> _Exercise aim_:
An exact repetition of the records is required. Leave nothing out.

> _Material provided_:
PR #1152, opened 2015-05-14
Remove single use link and download work link from work action list i…

tingtingjh:
fixes-1132_before
fixes-1132_after


cam156:
:+1: Just waiting on travis

PR #1155, opened 2015-05-14
Implement Work Creation Page. Fixes #1067

### LINKED ISSUE #1067: Implement Work Creation Page
As described by the wireframe: https://wiki.duraspace.org/pages/viewpage.action?pageId=68070083#mockup_action_create_work

We may want to skip the upload into a collection for the initial implementation.  A collection is not required for a work to be uploaded.

dependent on #998

hortongn:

> _Written solution_:
PR #1152, opened 2015-05-14
Remove single use link and download work link from work action list i…

tingtingjh:
fixes-1132_before
fixes-1132_after


cam156:
:+1: Just waiting on travis

PR #1155, opened 2015-05-14
Implement Work Creation Page. Fixes #1067

### LINKED ISSUE #1067: Implement Work Creation Page
As described by the wireframe: https://wiki.duraspace.org/pages/viewpage.action?pageId=68070083#mockup_action_create_work

We may want to skip the upload into a collection for the initial implementation.  A collection is not required for a work to be uploaded.

dependent on #998

hortongn:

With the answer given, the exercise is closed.